L. Cybulski1, C. Marin1, Z. Lewin2, L. Benavides2, J. Moalem1,4, I. Harbuz-Miller3, A. Moore1,4 1University Of Rochester, Department Of Surgery, Rochester, NY, USA 2University Of Rochester, School Of Medicine And Dentistry, Rochester, NY, USA 3University Of Rochester, Division Of Endocrinology, Rochester, NY, USA 4University Of Rochester, Division Of Endocrine Surgery, Rochester, NY, USA
Introduction: Pheochromocytomas and paragangliomas (PPGLs) are rare neuroendocrine tumors that when secreting hormones may lead to high morbidity and mortality with progressive hypertension, cardiomyopathy, and stroke. However, 10-15% of PPGLs may be “silent” without overt clinical manifestations or significant catecholamine production, thereby allowing progressive growth and possible malignant transformation. In patients with PPGLs, 25-40% have a pathogenic gene variant (PGV), with some variants having an increased risk of disease recurrence. Genetic testing is therefore a critical component of PPGL care, even in the absence of strong family history. Various barriers exist in implementing genetic screening, including but not limited to insurance coverage, provider education, access to genetic counseling, and patient factors. In this study, we discuss our institution’s improvement in genetic testing and PPGL diagnosis through the hire of an adrenal endocrinologist and access to EMR.
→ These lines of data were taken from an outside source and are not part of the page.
PR #5838, opened 2021-01-06
[css-fonts-4] Use “create a potential-CORS request”

sideshowbarker:
This change makes the CSS Fonts spec reference the “create a potential-CORS request” algorithm from the HTML spec.

Otherwise, without this change, the CSS Fonts spec references “potentially CORS-enabled fetch”, which is an obsolete algorithm that no longer exists either in the Fetch spec nor in HTML.

---

Related: https://github.com/whatwg/html/pull/6265

### DIFF
--- a/css-fonts-4/Overview.bs
+++ b/css-fonts-4/Overview.bs
@@ -24,6 +24,8 @@ spec:css-color-4; type:property; text:color
 spec:css-values; type:value; text:ex
 spec:css22; type:value; for:/; text:block
 spec:html; type:element; text:font
+spec:fetch; type:dfn; for:/; text:request
+spec:fetch; type:dfn; for:/; text:fetch
 </pre>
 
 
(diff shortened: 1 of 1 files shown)


annevk:
Why can this not create a request directly? HTML's abstraction is mostly useful if you have a `crossorigin` attribute, which I doubt is the case here?

sideshowbarker:
> Why can this not create a request directly? HTML's abstraction is mostly useful if you have a `crossorigin` attribute, which I doubt is the case here?

Good point. I'll rewrite it

svgeesus:
> Why can this not create a request directly? HTML's abstraction is mostly useful if you have a crossorigin attribute, which I doubt is the case here?

It is not the case for the CSS `url()` syntax, no.

It will be the case for the planned replacement for `url()` which among other things will deal with origin.

svgeesus:
> Good point. I'll rewrite it

Will wait for your rewrite before merging.

annevk:
@svgeesus even in that case I doubt it would have an actual HTML attribute state, which is what that algorithm expects.

svgeesus:
@sideshowbarker 

> Will wait for your rewrite before merging.

Is the force-push the rewrite, or should I still wait?

sideshowbarker:
Hi @svgeesus 
> Is the force-push the rewrite, or should I still wait?

The force-push is not the rewrite, so please wait. (Sorry for not having gotten back to this yet; I’ll try to do it early this week.)

triple-underscore:
Some of other CSS modules also use “potentially CORS-enabled fetch” algorithm.
Specifically, I found it in css-masking, css-shapes and filter-effects (and css-font-3).
It would be nice if they are updated together.

sideshowbarker:
> Some of other CSS modules also use “potentially CORS-enabled fetch” algorithm.
> Specifically, I found it in css-masking, css-shapes and filter-effects (and css-font-3).
> It would be nice if they are updated together.

OK, thanks for the heads-up — I’ll update those too

sideshowbarker:
OK, I’ve amended the commit and this is now ready for re-review

sideshowbarker:
> Some of other CSS modules also use “potentially CORS-enabled fetch” algorithm.
> Specifically, I found it in css-masking, css-shapes and filter-effects (and css-font-3).
> It would be nice if they are updated together.

I’d prefer to get this one change right first — rather than trying to include patches to multiple other specs in this PR. Once we have the language in this PR right, the language can be re-used for patches to the other specs.

svgeesus (approved):
Excellent, thanks

PR #5839, opened 2021-01-06
[selectors-4][editorial] Remove mention of <link> being a :link match

tabatkins:
Mergeable when <https://github.com/whatwg/html/pull/6269> merges, and not before.


domenic:
The HTML change has landed, so this probably should now too :)

PR #5851, opened 2021-01-11
[css-color-4] Fix typos in examples of lab(), lch() and color(lab ...)

weinig:
I noticed a few typos in the example uses of lab(), lch() and color(lab ...) as I was reading through spec.


svgeesus (approved):
Thanks!

PR #5875, opened 2021-01-17
[css-2020] Remove css-transforms-1 from pre-CR exclusions

SelenIT:
Since [css-transforms-1] has been a CR since 2019 and is already listed in the Official Definition, it seems unreasonable to keep it among the pre-CR excections in the 2020 snapshot. I assume this is an editorial fix.


frivoal:
Nice catch, thanks.

PR #5948, opened 2021-02-07
[css-rhythm-1] Collapse img for Bikeshed

nschonni:
Maybe more of a Bikeshed issue, but was outputing as `` before


tabatkins:
Yeah, it's a known issue with the fact that Bikeshed files are Markdown that contains HTML, and `>` on a line starts a blockquote.

nschonni:
Ah, that makes sense

PR #5955, opened 2021-02-08
[css-fonts-4] HTML validation from Bikeshed

nschonni:
- Drop old summary attribute from table
- Trailing paragraphs in OLs
- Nested links

### DIFF
--- a/css-fonts-4/Overview.bs
+++ b/css-fonts-4/Overview.bs
@@ -6584,12 +6584,12 @@ None.
 
 <h3 id="sp213">How does this specification distinguish between behavior in first-party and third-party contexts?</h3>
 
-<a href="#font-fetching-requirements">For font loads, user agents must use the
-potentially CORS-enabled fetch method defined by the [HTML] specification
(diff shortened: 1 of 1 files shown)


css-fonts-4/Overview.bs
```diff
@@ -6585,7 +6585,7 @@ None.
 <h3 id="sp213">How does this specification distinguish between behavior in first-party and third-party contexts?</h3>
 
 <a href="#font-fetching-requirements">For font loads, user agents must use the
-potentially CORS-enabled fetch method defined by the [[!HTML]] specification
```
svgeesus, line 6588: No, that prevents HTML being a normative reference.
I agree tat the nested link should be fixed, but not like that.

svgeesus (changes requested):

css-fonts-4/Overview.bs
tabatkins: Fixed, I restored the biblio link and just pulled back the `a` to only cover the starting phrase, which is still a reasonable link text I think.

svgeesus (approved):

PR #5958, opened 2021-02-08
typo: Double word elements

nschonni:
Could go a few ways as possessive or singular then plural, but I think these are duplicates


frivoal:
Thanks!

Methods: We created a retrospective database of patients in Rochester, New York diagnosed with PPGL based on either tissue diagnosis or combined imaging and biochemical profile from 2006 to 2024. Data were analyzed using R software.
Results: A total of 154 patients met inclusion criteria, of which 62% received genetic testing, revealing 34% with a PGV. Younger age (55.4 vs. 65.0 years, p=0.003) and identifying as Caucasian (p=0.006) were independent predictors of receiving genetic testing, while gender and area of residency were not. An adrenal endocrinologist was hired in 2018, and genetic testing within 1-year of diagnosis increased from 34.9% to 76.0% (p = 0.02). Yearly incidence of PPGLs ranged from 0.04-0.67/100,000, with an increase after 2012 from an average of 0.06 to 0.34 per 100,000 (p<0.001).
Conclusion: Despite the Endocrine Society’s recommendation for genetic testing in patients with PPGLs, our data reveal poor compliance prior to 2018. We show younger age and Caucasian race as positive predictive factors for receiving genetic testing, with the hiring of an adrenal endocrinologist leading to a significant improvement in screening. The incidence of PPGL in Western New York also increased dramatically after 2012, at the time of EMR implementation (EPIC). This increase suggests improved diagnostic testing and guideline adherence with the addition of EMR in an academic tertiary care setting. While boundaries continue to exist, causing discrepancies in testing between demographic groups, our data suggest that a dedicated adrenal endocrinologist improves access to genetic counseling. In the future, we plan to review additional obstacles, with age and race being probable areas of interest, based on our preliminary results.